RESTON, Virginia—There was bipartisan agreement on display Thursday about the impact of Web 2.0 technology on politics.
Joe Trippi, senior advisor to the John Edwards presidential campaign, and Cyrus Krohn, the director of the eCampaign division of the Republican National Committee, both spoke of how social networking has changed the face of politics on a panel at ExecutiveBiz’s The New New Internet conference here.
“It’s going to overthrow the current structure [of politics],” Trippi said of the impact of the Web, social networking, and social media. Krohn concurred, saying, “The floodgates have been opened—it’s going to change politics forever.”
While the “first Internet President” has yet to be elected—and the Internet may not be the deciding factor in the 2008 election—it’s clear to senior people within several campaigns that social networking is the only way for them to reach a segment of the population that politicians have generally ignored in the past.
“More than half of people under 30 don’t have landline phones,” said John Della Volpe, the director of polling for the Harvard Institute of Politics, who joined Krohn and Trippi on the panel. “Most campaigns go after seniors. But more people under 30 voted in the last election than people over 65.”
To read more about why presidential politics and the Web’s response time rarely mix, click here.
Both Trippi and Krohn heavily use Web 2.0 technologies to reach supporters of their causes. Krohn, in fact, told the audience that he was “Twittering” the whole conference, and uses Twitter to communicate with a large number of what he referred to as “Generation M” voters—voters under 30.
“[In] our MySpace group, the average user is under 25,” said Krohn.
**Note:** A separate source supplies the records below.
PR #31257, opened 2024-12-02
fix: add python-base layer to fix CI builds in 4.1

mistercrunch:


mistercrunch:
Fixed on the supersetbot side

PR #31268, opened 2024-12-03
refactor: Migrate AdhocFilterEditPopoverSqlTabContent to TypeScript

EnxDev:
### SUMMARY
Migrate AdhocFilterEditPopoverSqlTabContent to TypeScript

N.A.

### TESTING INSTRUCTIONS
All tests should pass

### ADDITIONAL INFORMATION

- [ ] Has associated issue:
- [ ] Required feature flags:
- [ ] Changes UI


michael-s-molina:
@EnxDev

superset-frontend/src/explore/components/controls/FilterControl/AdhocFilterEditPopoverSqlTabContent/index.tsx
```diff
@@ -0,0 +1,131 @@
...
+      options.filter(
+        (option): option is ColumnMeta =>
+          typeof option === 'object' &&
+          option !== null &&
+          'column_name' in option &&
+          typeof option.column_name === 'string' &&
+          'type' in option,
+      ),
+    ),
+  );
```
justinpark, line 89: Please wrap this block by useMemo for the performance.

```suggestion
  const keywords = useMemo(() => sqlKeywords.concat(
    getColumnKeywords(
      options.filter(
        (option): option is ColumnMeta =>
          typeof option === 'object' &&
          option !== null &&
          'column_name' in option &&
          typeof option.column_name === 'string' &&
          'type' in option,
      ),
    ),
  ), [sqlKeywords]);
```

superset-frontend/src/explore/components/controls/FilterControl/AdhocFilterEditPopoverSqlTabContent/index.tsx
```diff
@@ -0,0 +1,131 @@
...
+
+  const selectOptions = Object.values(Clauses).map(clause => ({
+    label: clause,
+    value: clause,
+  }));
```
justinpark, line 94: please wrap this block by useMemo for the performance.

```suggestion
  const selectOptions = useMemo(() => Object.values(Clauses).map(clause => ({
    label: clause,
    value: clause,
  })), [Clauses]);
```

superset-frontend/src/explore/components/controls/FilterControl/AdhocFilterEditPopoverSqlTabContent/index.tsx
```diff
@@ -0,0 +1,131 @@
...
+  onChange: (filter: AdhocFilter) => void;
+  options: OptionSortType[];
+  height: number;
+}) {
+  const aceEditorRef = useRef(null);
+  const theme = useTheme();
+
+  const handleAceEditorRef = useCallback(ref => {
+    if (ref) aceEditorRef.current = ref;
+  }, []);
```
justinpark, line 53: it's unnecessary. You can directly bind `aceEditorRef` like `ref={aceEditorRef}`

EnxDev: You're absolutely right. Binding aceEditorRef directly with ref={aceEditorRef} is sufficient, as it doesn't create new functions on every render. Using useCallback for this scenario is unnecessary and adds extra complexity without any practical advantage. Thank you for pointing that out! :)

geido (approved):

PR #31275, opened 2024-12-04
chore: relax greenlet requirements

sadpandajoe:
### SUMMARY

Currently we are pinning greenlet to be 3.0.3, however, there are some instances that greenlet needs to be in a higher version like 3.1.1. Loosening up the requirements here to include the upper bound as needed.

### ADDITIONAL INFORMATION

- [ ] Has associated issue:
- [ ] Required feature flags:
- [ ] Changes UI


mistercrunch:
I thought playwright has a hard requirement on 3.0.3 (jut cause they don't know better... submitted a PR to relax their req). The reason why I pinned it is because it throws off `supersetbot` - it tried to upgrade to 3.1.1 but playwright then complains...

sadpandajoe:
> I thought playwright has a hard requirement on 3.0.3 (jut cause they don't know better... submitted a PR to relax their req). The reason why I pinned it is because it throws off `supersetbot` - it tried to upgrade to 3.1.1 but playwright then complains...
> 
> I guess this only affects the `development.txt`, not the `base.txt`...

We currently use 3.1.1 in our system so when we try to do a build without this being relaxed it'll throw an error. So just relaxing it here but keeping the main .txt files untouched.

mistercrunch:
actually I have an idea, let me try something

mistercrunch (approved):
Moving the pin to `base.in`, let me know if that unblocks you. If not, we could move to `development.in`, but both environments would be out-of-sync in regards to their greenlet version, which isn't a problem.

PR #31282, opened 2024-12-04
Fix: this.props overwrite config in TextAreaControl

jasgok:
### SUMMARY
this.props overwrite config in TextAreaControl, in that case inModal state has the same style as not modal

### ADDITIONAL INFORMATION

- [ ] Has associated issue:
- [ ] Required feature flags:
- [ ] Changes UI

### DIFF
--- a/superset-frontend/src/explore/components/controls/TextAreaControl.jsx
+++ b/superset-frontend/src/explore/components/controls/TextAreaControl.jsx
@@ -97,6 +97,7 @@ class TextAreaControl extends Component {
 
       return (
         <TextAreaEditor
+          {...this.props}
           mode={this.props.language}
           style={style}
           minLines={minLines}
@@ -105,7 +106,6 @@ class TextAreaControl extends Component {
           defaultValue={this.props.initialValue}
           readOnly={this.props.readOnly}
           key={this.props.name}
-          {...this.props}
           onChange={this.onAreaEditorChange.bind(this)}
         />
       );


michael-s-molina:
@jasgok Could describe the problem you're facing in more detail? Maybe add before/after screenshots?

jasgok:
> @jasgok Could describe the problem you're facing in more detail? Maybe add before/after screenshots?

thank you for following up.

from chart "deck.gl", in avdvanced tab, where using "Edit javascript in modal"，
modal show only 10 lines but should show more as ` maxLines={inModal ? 1000 : this.props.maxLines}`  configured in TextAreaEditor.
As further inspection, this.props.maxLines=10 was found overwriting this config as `{...this.props}`  after it.

please refer to attached screenshots.
before
after

msyavuz:
@jasgok is this pr still needed? There were recent changes around modals and editors.

superset-frontend/src/explore/components/controls/TextAreaControl.jsx
```diff
@@ -97,6 +97,7 @@ class TextAreaControl extends Component {
 
       return (
         <TextAreaEditor
+          {...this.props}
```
mistercrunch, line 100: Seem to me both before/after this PR can have issue or create confusion, seems we should use the `...rest` pattern as in https://github.com/apache/superset/blob/master/superset-frontend/packages/superset-ui-core/src/components/Label/index.tsx#L37

rusackas:
Let us know if you can address the comments and resolve conflicts, @jasgok, we'd love to see this through :D Thanks in advance.

rusackas:
Feel free to touch things up and reopen/if when you'd like. Thanks!

PR #11391, opened 2020-10-22
feat: saved queries with execution info

dpgaspar:
### SUMMARY
Propagates the number of retrieved rows and timestamps to a "related" saved query when a SQLLab query executes.
This is a nice to have UI/UX information for a future home screen on Superset 

### ADDITIONAL INFORMATION
- [ ] Has associated issue:
- [ ] Changes UI
- [ ] Requires DB Migration.
- [X] Confirm DB Migration upgrade and downgrade tested.
- [ ] Introduces new feature or API
- [ ] Removes existing feature or API

PR #31294, opened 2024-12-04
fix(sqllab): Remove update_saved_query_exec_info to reduce lag

justinpark:
### SUMMARY
Currently, there is a significant bottleneck when executing queries in sqllab due to the delay in `update_saved_query_exec_info`. 

Superset

392578130-07d5b578-3beb-4797-a982-49ab524572bb_png__1197×268_

According to #11391, the information obtained during the `update_saved_query_exec_info` was added for display on the homepage, but it has been confirmed that the recently changed_date is actually being used.

To facilitate smoother execution of sqllab queries, this commit removes the `update_saved_query_exec_info` part. Additionally, it changed the displayed label (from `ran` to `modified`) on the homepage to reflect the actual data.

### TESTING INSTRUCTIONS

CI and specs

### ADDITIONAL INFORMATION

- [ ] Has associated issue:
- [ ] Required feature flags:
- [ ] Changes UI

### DIFF
--- a/superset/daos/query.py
+++ b/superset/daos/query.py
@@ -36,25 +36,6 @@ class QueryDAO(BaseDAO[Query]):
     base_filter = QueryFilter
 
     @staticmethod
-    def update_saved_query_exec_info(query_id: int) -> None:
-        """
-        Propagates query execution info back to saved query if applicable
-
-        :param query_id: The query id
-        :return:
-        """
-        query = db.session.query(Query).get(query_id)
-        related_saved_queries = (
-            db.session.query(SavedQuery)
-            .filter(SavedQuery.database == query.database)
-            .filter(SavedQuery.sql == query.sql)
-        ).all()
-        if related_saved_queries:
-            for saved_query in related_saved_queries:
-                saved_query.rows = query.rows
-                saved_query.last_run = datetime.now()
-
-    @staticmethod
     def save_metadata(query: Query, payload: dict[str, Any]) -> None:
         # pull relevant data from payload and store in extra_json
         columns = payload.get("columns", {})
--- a/superset-frontend/src/features/home/SavedQueries.tsx
+++ b/superset-frontend/src/features/home/SavedQueries.tsx
@@ -278,7 +278,7 @@ const SavedQueries = ({
                 url={`/sqllab?savedQueryId=${q.id}`}
                 title={q.label}
                 imgFallbackURL="/static/assets/images/empty-query.svg"
-                description={t('Ran %s', q.changed_on_delta_humanized)}
+                description={t('Modified %s', q.changed_on_delta_humanized)}
                 cover={
                   q?.sql?.length && showThumbnails && featureFlag ? (
                     <QueryContainer>
--- a/superset/sqllab/sql_json_executer.py
+++ b/superset/sqllab/sql_json_executer.py
@@ -95,7 +95,6 @@ class SynchronousSqlJsonExecutor(SqlJsonExecutorBase):
             data = self._get_sql_results_with_timeout(
                 execution_context, rendered_query, log_params
             )
-            self._query_dao.update_saved_query_exec_info(query_id)
             execution_context.set_execution_result(data)
         except SupersetTimeoutException:
             raise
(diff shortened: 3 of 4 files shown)


michael-s-molina:
I would like to add more context to this change to facilitate review:

> Currently, there is a significant bottleneck when executing queries in sqllab due to the delay in update_saved_query_exec_info.

`update_saved_query_exec_info` currently compares the executed SQL on SQL Lab with all saved queries to update when a saved query was last run. The cost of this operation can be really high depending on the SQL size and the number of saved queries that exist in the database. We also don't think the information of when a saved query was last run is worth that cost. In fact, the last changed information is way more important and it's what's displayed for the other entity types.

@rusackas @yousoph @villebro @dpgaspar @betodealmeida @mistercrunch

superset/daos/query.py
```diff
@@ -35,25 +35,6 @@
...
-        Propagates query execution info back to saved query if applicable
-
-        :param query_id: The query id
-        :return:
-        """
-        query = db.session.query(Query).get(query_id)
-        related_saved_queries = (
-            db.session.query(SavedQuery)
-            .filter(SavedQuery.database == query.database)
-            .filter(SavedQuery.sql == query.sql)
```
mistercrunch, line 50: Can't we just add `.filter(SavedQuery.id == query_id)` here? It should use the PK index and be super efficient. Also if we don't want to update if the query has been mutated, seems we should not only check `sql` and `database`, but schema/catalog too.

villebro: I was super confused by these filters, too. Is the intent here to update all entries where the same database + query combo are featured? Seems very strange to want to do that..?

mistercrunch: Yeah it says "check all saved queries that have the same SQL, and update their last-executed time". Clearly if it's not the same SavedQuery.id, we shouldn't update the last executed time.

mistercrunch: Adding a filter on SavedQuery.id should solve the long execution time in environments with lots of SavedQueries

villebro: But it seems to be very explicit about updating many rows, so I can only assume the intent here is to actually update many queries. Looking at #11391 it does indeed appear to be the intent. But this is clearly a perf problem, so I would do away with this feature, and just update the actual query that ran.

villebro: Ping @dpgaspar if you recall why this was needed.

justinpark: btw the condition `.filter(SavedQuery.id == query_id)` is not correct.
To find the saved query that matches the current query, it is appropriate to find the `saved_query_id` of the `tab_state` that matches the `latest_query_id` and `client_id` of the current query.

justinpark: If this information is truly necessary, it would be better to update the saved query by making an additional PUT request after the execute action is performed on the **frontend** (especially when the current query editor's savedQueryId exists.), rather than handling it during the `sqllab/execute process`.

mistercrunch: Gotcha, I though the `query_id` in context here was a `SavedQuery.id` but it's actually a `Query.id` ...

michael-s-molina: Even though we could do an additional PUT as @justinpark suggested, I still think showing the last time a saved query run is less important than showing the last time it was modified. That's what the other entities show and it's generally what users look for when they find a problem.

justinpark: I agree with @michael-s-molina  opinion. Unless there are significant reasons from @dpgaspar and others, I will prioritize merging this hotfix and will follow up with additional PRs if needed based on the remaining feedback.

michael-s-molina (approved):

mistercrunch:
>  we could do an additional PUT

it didn't seem to me like the last run time isn't displayed anywhere is it? It's not in the "Saved Query" CRUD at least, couldn't see it surfaced anywhere else... If that's the case, and knowing that it's not maintained now, should be just delete the column?

michael-s-molina:
> it didn't seem to me like the last run time isn't displayed anywhere is it? It's not in the "Saved Query" CRUD at least, couldn't see it surfaced anywhere else... If that's the case, and knowing that it's not maintained now, should be just delete the column?

Good point 👍🏼

PR #32030, opened 2025-01-30
chore(timeseries charts): adjust legend width by padding

eschutho:
### SUMMARY

Small adjustment to add an ellipsis and width to the legend based on the margin so that the legend does not overlap the chart when on the sides. Currently you have to manually adjust the margin to make sure that it all fits. There are still some cases in very small margins where there is still some overlap, and manual adjustment to the margins is necessary.

Before:
Screenshot 2025-01-31 at 3 04 01 PM
After:

https://github.com/user-attachments/assets/02e592c4-1fcd-4e33-a463-8420a32351e4

### ADDITIONAL INFORMATION

- [ ] Has associated issue:
- [ ] Required feature flags:
- [ ] Changes UI

### DIFF
--- a/superset-frontend/plugins/plugin-chart-echarts/src/utils/series.ts
+++ b/superset-frontend/plugins/plugin-chart-echarts/src/utils/series.ts
@@ -33,7 +33,7 @@ import {
   TimeFormatter,
   ValueFormatter,
 } from '@superset-ui/core';
-import { SortSeriesType } from '@superset-ui/chart-controls';
+import { SortSeriesType, LegendPaddingType } from '@superset-ui/chart-controls';
 import { format } from 'echarts/core';
 import type { LegendComponentOption } from 'echarts/components';
 import type { SeriesOption } from 'echarts';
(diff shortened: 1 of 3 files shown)


geido (approved):
Looks good. Curious about that big margin when the legend is on top or the bottom? Is it intended?

superset-frontend/plugins/plugin-chart-echarts/src/utils/series.ts
```diff
@@ -443,13 +444,30 @@ export function getLegendProps(
       borderColor: theme.colors.grayscale.base,
     },
   };
+  const MIN_LEGEND_WIDTH = 0;
+  const MARGIN_GUTTER = 45;
+  const getLegendWidth = (paddingWidth: number) =>
+    Math.max(paddingWidth - MARGIN_GUTTER, MIN_LEGEND_WIDTH);
```
kgabryje, line 450: I kinda agree with bot's comment above - maybe we should set a minimal width value where the legend is still readable?

eschutho: Yeah, I tried out a few different min widths, but the problem is that when applying a min width, then we have the same overlap issue with the chart. So either way, there will be a UI issue, and a larger padding will need to be set. Someone needs to explicitly set a 0 padding in order for this to apply. If you think having the overlap is better than a readable legend, we can def do that.

eschutho:
> Looks good. Curious about that big margin when the legend is on top or the bottom? Is it intended?

Oh, good eye. That was just because I had set the margin to 200 in the video. This is the margin top when not entered:
Screenshot 2025-02-03 at 2 06 44 PM

PR #32035, opened 2025-01-30
fix(fe/dashboard-list): display modifier info for `Last modified` data

### LINKED ISSUE #31258: Hovering over a "last modified" date on the dashboard list does not show who modified it
### Bug description

This is a regression from 4.0.2 to 4.1.1. It only affects the Dashboard list, not Datasets or Charts lists -- those retain this functionality and did not regress.

[This test ](https://github.com/apache/superset/blob/339d491dfc81d28d0caf175f215e58c1383066f0/superset-frontend/src/components/AuditInfo/ModifiedInfo.test.tsx#L4) failed to catch the regression - I suspect the username was not available, but instead of that being a failure, it was a pass because the tooltip was not present.

I tried to hunt it down to fix it but couldn't.  Maybe caused by https://github.com/apache/superset/pull/28609 and the fact that the `changed by` comes from superset-frontend/src/components/AuditInfo/index.tsx ? Just one guess.

### Screenshots/recordings

**Before - 4.0.2**

image

**Current - 4.1.1**
image

### Superset version

4.1.0

### Python version

I don't know

### Node version

I don't know

### Browser

Firefox

### Additional context

_No response_

### Checklist

hainenber:
### SUMMARY

fix(fe/dashboard-list): display modifier info for `Last modified` data

Fix #31258

The tooltip showing modifier data on `Last modified` cell is now restored.

Before

https://github.com/user-attachments/assets/0dbb18fc-e6f9-4426-93ef-6bcd672de797

After

https://github.com/user-attachments/assets/ad6b77ce-9506-4c82-b0a9-941aefe588be

### ADDITIONAL INFORMATION

- [x] Has associated issue: 31258
- [ ] Required feature flags:
- [ ] Changes UI


sadpandajoe (approved):

sfirke:
Thanks for this fix! Did you see that in the issue, I identified what I think is an end-to-end test that failed to catch this regression? If my assessment is correct - I'm new to that part of the project - it would be ideal if this test got updated to avoid such a regression in the future.

hainenber:
@sfirke the linked test is not an E2E one though, it's a component test. I'd like to add an E2E test to cover this regression but Cypress doesn't _really_ support hovering so it's a real hassle atm. Once we migrated to Playwright, it'll be a breeze instead. Hope this helps!

sfirke:
Got it @hainenber - thanks for explaining that and thanks for the fix!

superset-frontend/src/pages/DashboardList/index.tsx
```diff
@@ -118,12 +118,13 @@ const DASHBOARD_COLUMNS_TO_FETCH = [
...
   'slug',
-  'changed_by',
+  'changed_by.id',
+  'changed_by.first_name',
+  'changed_by.last_name',
   'changed_on_delta_humanized',
   'owners.id',
   'owners.first_name',
   'owners.last_name',
-  'owners',
```
michael-s-molina, line 126: @hainenber Can you confirm that the owners' fields, apart from `id`, `first_name` and `last_name`, are not being used?

hainenber: The attributes like `owners.last_name` are the one populating the owners field. For some reasons, you have to specify atributes for nested fields like `owners` and `changed_by`.

michael-s-molina: Maybe you misunderstood what I mean. Previously, we had `owners` being declared which means that ALL attributes of `owners` were accessible like `full_name`. Now that you excluded `owners` from the fetched columns, if there's some component accessing `full_name`, it will break. I'm ok with removing the whole owners object but we need to check which attributes are in fact being used so that the projection is correct.

hainenber: I see. Then in that case, I'll only add the missing attributes and not to remove the nested field names.

hainenber: Re-added old nested fields. Issue is still fixed with less risks :D

image

rusackas (approved):
LGTM! Thank you for addressing the comments/concerns!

He said that the RNC has turned to social networking sites such as Facebook and MySpace to help get the word out to younger supporters. “The medium has gone wild,” he said. “It can be exciting, but it can also be intimidating.”
One of the side effects of sites like eBay and MySpace, said Trippi, is that “Americans have faith in strangers again—something that was wiped out by big media.” While television news broadcasts “show murders every night,” he said, the nature of Web 2.0 builds communities of trust.
Page 2: Web 2.0 ‘Changing Politics Forever’
Krohn agreed, and noted the power of what “millennials” are building in social networking sites. “There is someone on the Internet today, probably 15 years old,” said Krohn, “who is building a social network online that will [help him] become President.”
Trippi said that he felt that the RNC was a bit behind on its development of understanding of Web 2.0 culture mostly because of President Bush’s re-election bid four years ago. “If you have a guy who’s a done deal running, even though you had people who believed in Web 2.0, they really didn’t need to go bottom-up,” he said. “On the other side, you had Howard Dean’s campaign, and we were freaking out trying to figure out, ‘How do we get to people?’
“It spawned a whole group of people who are comfortable with these tools.”
Conversely, Trippi, said that he believes that the parties’ roles may be reversed this time. “This year, you have almost the exact opposite—Hillary tends to be safe,” he said.
Trippi, who became a convert to Web tools for campaigning as an adviser to Dean’s presidential campaign, pointed to the successes of Republican congressman Ron Paul’s campaign in taking advantage of the power of social networking—not that his campaign could control that power. “His (supporters) are just more excited about him and using the tools,” Trippi said.
The Edwards campaign used the power of social networking to counter the “$400 haircut” buzz that surrounded Trippi’s candidate through a YouTube video campaign, he said. The videos, which used the song “Hair” from the Broadway musical of the same name, pulled back from close ups of people’s hair to reveal scenes of the aftermath of Katrina and images of the war in Iraq. “It got hundreds of thousands of views,” Trippi said. “We put it up in the middle of the CNN debate, and all the talk just stopped.”
YouTube and other social networking sites with user-contributed content are also creating what Della Volpe called “an era of authenticity.”
“Someone in this campaign is going to get caught doing the facade thing, at some closed-to-the-press event, on a cell phone [camera] where he thinks he’s safe,” said Trippi. The threat of something like that happening, he said, will build authenticity and honesty into how candidates carry themselves.